I've loved the Gen 3 Hemi. I've owned at least four of them (3 5.7s and a 6.4) and I wouldn't trade in my 6.4 on anything other than MAYBE a widebody Hellcat unless someone else comes out with a nice looking, reliable, four door RWD sedan or WAGON (ideally). Maybe I'm in a minority but that minority sure as hell bought a lot of Chargers and Challengers and 300s during the last decade.
However, I'd be lying if I didn't say that eating a lifter wasn't on the back of my mind (or dropping a valve seat in my first Gen 3 06 Charger after both cooling fans cracked and my temp spiked albeit briefly). Hell, I even bought a tool to cut open my oil filters to keep an eye out for debris. Thankfully the tick in my 5.7 Durango was JUST the exhaust manifolds... but that brings up the key purpose of this post:
The Gen 3 Hemis have known weaknesses and bringing them back or keeping them around without fixing them is just plain dumb.
Here's how I view it: I can buy a Hurricane 6 which already has a laundry list of known issues coming up, or the Hemi engines I've had for decades, and stay on top of the oil changes and cut my filters open... OR just keep the Hemi I have because it's not going to be changed for anything substantial if/when it returns - not to mention that I'd just be looking at an even higher payment for a car I almost never drive, when I can experience the same thing in my 2021.
You want to bring Hemis back? Amazing! But not the same engines PLEASE. Gen 4 time. Make a Hellcat replacement. Keep the cam in block design - we don't need anything like Ford's modular series. Make it out of cast aluminum and aim for 200lbs lighter fully dressed. Make the lifter oiling system not suck, AND use more robust lifters and stronger cams. Oh, and more girth on the manifold studs for the LOVE OF GOD. I don't care if you use the same lifters that GM uses that have nowhere near the failure rate of the Hemi engines. Lower displacement - you can still get 700+ horsepower from under 6 liters, RELIABLY. The NA version "SRT" can still be 6 liters, but should be 550 HP NA. I don't think that's unreasonable to ask, and I wouldn't mind sacrificing low-end power to get it - I drive a performance sedan, not a truck. The base non-SRT engine should be 4.0-5.0 liters, target of 375 horsepower, on regular gas. Truck engines can be that or the 6 liter SRT engine with regular gas heads / cam / tune / whatever just like there's a truck 6.4 right now.

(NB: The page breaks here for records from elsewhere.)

PR #334, opened 2020-12-30
Add agent network policy cidr delete

clu2xlu:
This PR partially resolves issue #270

It gets cli command input and trigger RPC call, then delete from BPF map for network policies on the agent side.


h-w-chen (approved):
lgtm

PR #338, opened 2020-12-30
Send networkpolicy data from operator to daemon

### LINKED ISSUE #337: Send networkpolicy data from operator to daemon

Hong-Chang:


mizar/obj/endpoint.py
```diff
@@ -364,3 +375,109 @@ def update_agent_substrate(self, ep, bouncer):
 
     def delete_agent_substrate(self, ep, bouncer):
         self.rpc.delete_agent_substrate_ep(ep, bouncer.ip)
+
+    def update_networkpolicy_per_endpoint(self, data):
+        if len(data["old"]) > 0:
+            self.delete_network_policy_ingress("no_except", data["old"]["ingress"]["cidr_table_no_except"])
+            self.delete_network_policy_ingress("with_except", data["old"]["ingress"]["cidr_table_with_except"])
```
Hong-Chang, line 382: Cathy, let's discuss how we will combine these into batch. And shall we combine delete and update into batch.

mizar/obj/endpoint.py
```diff
@@ -364,3 +375,109 @@ def update_agent_substrate(self, ep, bouncer):
 
     def delete_agent_substrate(self, ep, bouncer):
         self.rpc.delete_agent_substrate_ep(ep, bouncer.ip)
+
+    def update_networkpolicy_per_endpoint(self, data):
```
clu2xlu, line 379: Any reason you dont want include this in mizar/obj/networkpolicy.py?

clu2xlu (changes requested):

mizar/obj/endpoint.py
Hong-Chang: To calculate bitmap value for network policies, there is quantity limitation for policy. So we decided to limit data scope to be within an endpoint. There could be 1000 policies in a cluster, but we expect less than 100 policies for a certain endpoint. 
This function is to handle data for an endpoint. That's the reason putting the func here.

clu2xlu:
Approving for now to unblock the engineer. But we need revisit this and tracking this with issue #344

clu2xlu (approved):
Approving for now to unblock the engineer. But we need revisit this and tracking this with issue #344

PR #343, opened 2020-12-31
batch update for protocol-port network policy on the transit side

### LINKED ISSUE #294: Change the policy update to batch style to improve performance

clu2xlu:
This partially resolves #294

For network policy protocol-port maps updates, we were doing one by one bpf map update previously. To increase efficiency, we now switch to batch update

### DIFF
--- a/src/dmn/trn_transit_xdp_usr.c
+++ b/src/dmn/trn_transit_xdp_usr.c
@@ -783,14 +783,18 @@ int trn_delete_transit_network_policy_enforcement_map(struct user_metadata_t *md
 
 int trn_update_transit_network_policy_protocol_port_map(struct user_metadata_t *md,
 						        struct vsip_ppo_t *policy,
-						        __u64 bitmap)
+						        __u64 *bitmap,
+							int counter)
 {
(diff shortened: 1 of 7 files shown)


src/dmn/trn_transit_xdp_usr.c
```diff
@@ -783,14 +783,18 @@ int trn_delete_transit_network_policy_enforcement_map(struct user_metadata_t *md
...
+	for (int i = 0; i < counter; i++)
+	{
+		int err = bpf_map_update_elem(md->ing_vsip_ppo_map_fd, &policy[i], &bitmap[i], 0);
 
-	if (err) {
-		TRN_LOG_ERROR("Update Protocol-Port ingress map failed (err:%d).",
-				err);
-		return 1;
+		if (err) {
+			TRN_LOG_ERROR("Update Protocol-Port ingress map failed (err:%d).",
```
h-w-chen: nit: if more specific error (like the key, value) could be logged, it may help to identify the problem easilier.

h-w-chen (approved):
generally lgtm.

PR #348, opened 2021-01-04
Protocol port update on the agent side

clu2xlu:
This PR partially resolves issue #270

It gets cli command input and trigger RPC call, then updates BPF map for network policy protocol port maps on the agent side.


h-w-chen (approved):
LGTM

PR #354, opened 2021-01-05
Networkpolicy adds label_networkpolicies map into operator_store

### LINKED ISSUE #353: Networkpolicy adds label_networkpolicies map into operator_store

Hong-Chang:


mizar/obj/networkpolicy.py
```diff
@@ -26,28 +26,16 @@
 
 
 class NetworkPolicy:
-    def __init__(self, name, obj_api, opr_store, spec=None):
```
clu2xlu, line 29: Please consider add network policy's metadata / spec in NetworkPolicy object in the future. Seems like you are only using NetworkPolicy object to store list of endpoints associated with the Network policy. If so, you can just use operator store to store this information. Seems pointless to have network policy object

mizar/networkpolicy/networkpolicy_util.py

Make it loud. Make it reliable. Maybe even offer a limited run of 2000 cars per year, for 3 years (750 sedans, 750 coupes, 500 wagons) with a flat plane crank widebody version for "Track" car fans, and put me on that factory order list today for the widebody flat plane wagon because I want one now. And do a few "Street trucks" with the SRT engines, 2000 two door, 2000 four door, LOWERED.
No financial compensation desired for these ideas. Guaranteed to sell boatloads (if not priced like the 23 MY SRT/Scat cars - see 2020-2022 sales/pricing success). Only desired compensation is the ability to factory order the wagon I want. Make it Sinamon Stick or Plum Crazy. Thanks. 💘
PS: Bring back the Trackhawk.
PPS: Make a CR-V or RAV4 competitor. The Hornet is not one. Drive a CR-V and ask CR-V owners why, if unsure. That can be your CAFE fleet car for "In case" sanity returns to govern.